B.. It remains to account for the structure through which meaning occurs and unfolds in language. Let us begin considering the smallest element and then continue to the largest. A musical sound has no meaning. If one breaks down verbalisation to its most basic constituents one ends up with a sound that cannot carry any meaning. The sound ‘oo’ in ‘moon’ is just a sound, it is not yet sense. A language is made from sounds. This in linguistics is called phonems. Each language uses its own range of phonems and only those. It is a little like in modal music in which there is a range of sounds that the musician sticks to. About thirty sounds are enough to construct a language such as French. It is noteworthy that other tongues do not use exactly the same phonems, some of their phonems are shared with other languages, others not. In French and German there is a sound “ü” and another sound “è” that are not found in English. This may explain some of the difficulties involved in learning another language. We are accustomed to the phonems of our native language, but stumble on those that we do not find in it. An English speaker will always tend to bend the “ü” towards a “oo” because in his language the “ü” does not exist. Russians have an advantage because their language is rich in phonems, and this enables them to speak practically all European languages without distorting the sounds. The analytical breakdown of language into phonems is called by linguistics the second articulation of language.

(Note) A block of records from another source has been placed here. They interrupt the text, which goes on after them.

PR #6315, opened 2025-09-11
fix format specifier for size_t to support 64-bit values

whyb:
## why do this change
This PR fixes incorrect format specifiers in a diagnostic fprintf statement that prints tensor and model input counts. Previously, ```%ld``` was used to print values returned by ```std::vector::size()```, which may lead to incorrect output on platforms where ```size_t``` is 64-bit. The format specifier has been updated to ```%lld``` to ensure correct printing of 64-bit values across platforms.
so it pr could improves cross-platform correctness of runtime logs.
Prevents misleading output when input count exceeds 2³¹ on 64-bit builds.

## changes
replaced ```%ld``` with ```%lld``` in ```fprintf(stderr, ...)``` to match size_t width on 64-bit systems.

## standards reference
This change aligns with the format specifier definitions introduced in the ISO/IEC 9899:1999 (C99) standard, which formally added support for the ```long long int``` type and its corresponding printf format specifier ```%lld```. Using ```%lld``` ensures correct representation of 64-bit integer values across platforms that conform to C99 or later, improving portability and diagnostic accuracy.
In stl, the definition of size_t is always unsigned __int64, ```unsigned __int64 == unsigned long long int```
see page 276 of the C99 standard: 
[C99 standard document.pdf](https://github.com/user-attachments/files/22269100/C99_standard.pdf)

图片

### DIFF
--- a/benchmark/benchncnn.cpp
+++ b/benchmark/benchncnn.cpp
@@ -242,7 +242,7 @@ static std::vector<ncnn::Mat> parse_shape_list(char* s)
             mats.push_back(ncnn::Mat(shape[0]));
             break;
         default:
-            fprintf(stderr, "unsupported input shape size %lld\n", shape.size());
+            fprintf(stderr, "unsupported input shape size %zu\n", shape.size());
             break;
         }
     }


tencent-adm:
[CLA assistant check](https://cla.opensource.tencent.com/Tencent/ncnn?pullRequest=6315) <br/>Thank you for your submission, we really appreciate it. Like many open source projects, we ask that you sign our [Contributor License Agreement](https://cla.opensource.tencent.com/Tencent/ncnn?pullRequest=6315) before we can accept your contribution.<br/><sub>You have signed the CLA already but the status is still pending? Let us [recheck](https://cla.opensource.tencent.com/check/Tencent/ncnn?pullRequest=6315) it.</sub>

whyb:
> use `%zu` or `%d` with `(int)xxx.size()`

I was apply copilot's good suggestion now.👍

nihui:

PR #6363, opened 2025-10-21
Update build instructions to include 'make install'

roachsinai:
Added 'make install' command to build instructions for AArch32 and AArch64 targets.


nihui:
fine

nihui:

PR #6365, opened 2025-10-22
feat: rms vulkan shader

futz12:
prepare for llm

change:

add rmsnorm shader
unifi naive cpu code style between rmsnorm and layernorm
add notice in layernorm shader because rmsnorm reuse some shader of layernorm


nihui:

PR #6368, opened 2025-10-22
fix: softmax x86 miss tail data feat: use rcp to replace 1/x

futz12:
fix: softmax x86 miss tail
feat: use rcp to replace 1/x


nihui (approved):

nihui:

PR #6378, opened 2025-10-30
Ensure platform.h is included before other header files

quink-black:
When _WIN32_WINNT isn't set in compiler flags, it can be defined by platform.h or windows.h, depends on which one is included first. Then we get different value of _WIN32_WINNT.

The conditional compile of ncnn::Mutex and so on depends on the value of _WIN32_WINNT. Different define of _WIN32_WINNT leading to two implementations of ncnn::Mutex, which is ODR violation. ncnn can crash at runtime.

Add a check in platform.h to ensure _WINDOWS_ macro isn't defined. If windows.h is included before platform.h, trigger a compilation failure to enforce that platform.h is included first.

Check all places that include platform.h and adjust there including order, or remove redundant includes for platform.h.

### DIFF
--- a/src/mat_pixel_affine.cpp
+++ b/src/mat_pixel_affine.cpp
@@ -7,7 +7,6 @@
 #endif // __ARM_NEON
 #include <limits.h>
 
-
 namespace ncnn {
 
 #if NCNN_PIXEL_AFFINE


tencent-adm:
[CLA assistant check](https://cla.opensource.tencent.com/Tencent/ncnn?pullRequest=6378) <br/>Thank you for your submission, we really appreciate it. Like many open source projects, we ask that you sign our [Contributor License Agreement](https://cla.opensource.tencent.com/Tencent/ncnn?pullRequest=6378) before we can accept your contribution.<br/><sub>You have signed the CLA already but the status is still pending? Let us [recheck](https://cla.opensource.tencent.com/check/Tencent/ncnn?pullRequest=6378) it.</sub>

PR #6284, opened 2025-08-26
[WIP] flexible coopmat optimization for vulkan gemm

nihui:
- [ ] unroll subgroup k
- [ ] fp16 packed support
- [ ] gemm benchmark

---

This pull request adds support for using Vulkan cooperative matrix operations in the `Gemm_vulkan` layer, optimizing matrix multiplication when the hardware and options allow. The main changes introduce logic to detect support for cooperative matrices, configure optimal tiling and unrolling parameters, and dispatch the computation accordingly.

**Cooperative matrix support and pipeline configuration:**

* Added new member variables to `Gemm_vulkan` for cooperative matrix support, including flags and tiling/unrolling parameters (`use_cooperative_matrix`, `coopmat_M`, `coopmat_N`, `coopmat_K`, `UNROLL_SG_M`, `UNROLL_SG_N`, `UNROLL_SG_K`, `UNROLL_WG_M`, `UNROLL_WG_N`) (`src/layer/vulkan/gemm_vulkan.h`).
* Initialized these new member variables in the constructor to ensure safe defaults (`src/layer/vulkan/gemm_vulkan.cpp`).

**Pipeline creation and specialization:**

* In `create_pipeline`, added logic to enable cooperative matrix usage if supported and requested, query optimal tile sizes, compute unrolling factors, and set up pipeline specialization constants for the cooperative matrix shader (`src/layer/vulkan/gemm_vulkan.cpp`).
* Adjusted pipeline creation to select the cooperative matrix shader and configure subgroup/local sizes accordingly when cooperative matrix is used (`src/layer/vulkan/gemm_vulkan.cpp`) [[1]](diffhunk://#diff-2b03b12c002e81276043a93210a046458d1bc4f74bc44273f4f6a15f4219fad4R72-R126) [[2]](diffhunk://#diff-2b03b12c002e81276043a93210a046458d1bc4f74bc44273f4f6a15f4219fad4R163).

**Forward pass dispatch logic:**

* Updated the `forward` method to dispatch the cooperative matrix pipeline with the correct workgroup and tiling configuration, falling back to the standard pipeline otherwise (`src/layer/vulkan/gemm_vulkan.cpp`).

PR #6400, opened 2025-11-12
double buffer for gemm

futz12:


nihui:
there is one interesting flops test in https://github.com/Tencent/ncnn/pull/6284

PR #6436, opened 2025-12-02
riscv: implement rvv optimized tan operator

ihb2032:
### Summary
This PR implements RVV optimization for the `tan` unary operator.

### Verification
- Device: SG2044 (Sophgo)
- Status: Passed `tests/test_unaryop` verification.

PR #6460, opened 2025-12-21
riscv: implement rvv optimized tan operator

ihb2032:
This is a follow-up to #6436. I've applied the macro fix as suggested by @nihui to exclude xtheadvector, ensuring precision while keeping the optimization for standard RVV 1.0.

### DIFF
--- a/src/layer/riscv/unaryop_riscv.cpp
+++ b/src/layer/riscv/unaryop_riscv.cpp
@@ -164,7 +164,7 @@ struct unary_op_tan
 {
     vfloat32m8_t operator()(const vfloat32m8_t& x, const size_t& vl) const
     {
-        // TODO rvv optimize
+#if __riscv_xtheadvector
         std::vector<float> tmp(vl);
         __riscv_vse32_v_f32m8(tmp.data(), x, vl);
         for (size_t i = 0; i < vl; i++)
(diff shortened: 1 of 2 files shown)


src/layer/riscv/unaryop_riscv.cpp
```diff
@@ -164,14 +164,9 @@ struct unary_op_tan
...
-        std::vector<float> tmp(vl);
-        __riscv_vse32_v_f32m8(tmp.data(), x, vl);
-        for (size_t i = 0; i < vl; i++)
-        {
-            tmp[i] = tanf(tmp[i]);
-        }
-        return __riscv_vle32_v_f32m8(tmp.data(), vl);
+        vfloat32m8_t sin_x, cos_x;
+        sincos_ps(x, &sin_x, &cos_x, vl);
+        return __riscv_vfdiv_vv_f32m8(sin_x, cos_x, vl);
```
nihui: exclude __riscv_xtheadvector for test failure on fp32

nihui (changes requested):

nihui (changes requested):
```cpp
vfloat32m8_t operator()(const vfloat32m8_t& x, const size_t& vl) const
{
#if __riscv_xtheadvector
    // fallback
#else
    // rvv opt
#endif
}
```

nihui (approved):

nihui:

PR #6483, opened 2026-01-03
softmax onestage vulkan shader

futz12:


futz12:
@copilot How do you think of this pr

PR #6496, opened 2026-01-08
Fix windown header incldue for platform.h.in

L1ghtError:
Because we check for the presence of `_WIN32_WINNT` before including the actual `#include <windows.h>`, we will fall back to `_WIN32_WINNT 0x0501` if the user code does not include `#include <windows.h>` before including ncnn.

I encountered a problem when the main code includes `windows.h` but some library `.dlls` do not. In that case, `PoolAllocatorPrivate` will allocate memory on the stack for `ncnn::Mutex` using `SRWLOCK` (because the main code has included `windows.h`), but the constructor is called with `InitializeCriticalSection` (because in the shared library I did not include `windows.h`, so `ncnn` falls back to `Windows XP` behavior), which results in memory corruption.

Example:
image

image


tencent-adm:
[CLA assistant check](https://cla.opensource.tencent.com/Tencent/ncnn?pullRequest=6496) <br/>Thank you for your submission, we really appreciate it. Like many open source projects, we ask that you sign our [Contributor License Agreement](https://cla.opensource.tencent.com/Tencent/ncnn?pullRequest=6496) before we can accept your contribution.<br/><sub>You have signed the CLA already but the status is still pending? Let us [recheck](https://cla.opensource.tencent.com/check/Tencent/ncnn?pullRequest=6496) it.</sub>

PR #6511, opened 2026-01-14
pnnx tnn2pnnx support Flatten operator in TNN model conversion

Missmiaom:
## Summary
Add missing `Flatten` operator mapping in TNN to PNNX conversion.

## Changes
- Add `tnn.Flatten` to `Flatten` type conversion in operator replacement pass
- Place it under the unary operators section for better organization

## Motivation
Currently, TNN models containing `Flatten` layers fail to convert properly because the operator type mapping is missing. This PR fixes the issue by adding the necessary mapping.

## Testing
- Tested with TNN model containing Flatten operator
- Conversion completes successfully with this change

### DIFF
--- a/tools/pnnx/src/load_tnn.cpp
+++ b/tools/pnnx/src/load_tnn.cpp
@@ -613,6 +613,7 @@ int load_tnn(const std::string& tnnpath, Graph& pnnx_graph)
     {
         // unary
         if (op->type == "tnn.Erf") op->type = "aten::erf";
+        if (op->type == "tnn.Flatten") op->type = "Flatten";
         if (op->type == "tnn.Log") op->type = "aten::log";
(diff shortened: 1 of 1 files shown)


tencent-adm:
[CLA assistant check](https://cla.opensource.tencent.com/Tencent/ncnn?pullRequest=6511) <br/>All committers have signed the CLA.

nihui (changes requested):
`Flatten` is not unaryop

you shall add the conversion in `pnnx/src/pass_level2/torch_flatten.cpp`

you can refer how `tnn.Reshape` handled in `pnnx/src/pass_level2/Tensor_reshape.cpp`

Missmiaom:
Thank you, I found the problem and closed this pr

To find meaning we have to climb up a step or two. If I overhear a conversation I can detect sounds but this will only give me minimal bits of sense. I will hear appointment, purchase, one…These first elements are the monems or smallest signifying units. Hence in this conversation I may be struck by a few words and say: “from what I have vaguely understood, it must have been about the selling of a flat involving several people since someone said “one”. The monem is a kind of atom of meaning, which makes neither a noun nor a root. The word ‘singing’ does not contain one monem but two: there is the word ‘sing’ which has a meaning, but there is also the ending ‘ing’ which indicate that singing is taking place now. The monems of a language therefore comprise all the roots and all the suffixes and prefixes that enable one to decline verbs, adjectives, adverbs etc… With just a few thousand monems on can construe the hundreds of thousands of words that make up a given language. Linguists refer to this analysis as the first articulation of language.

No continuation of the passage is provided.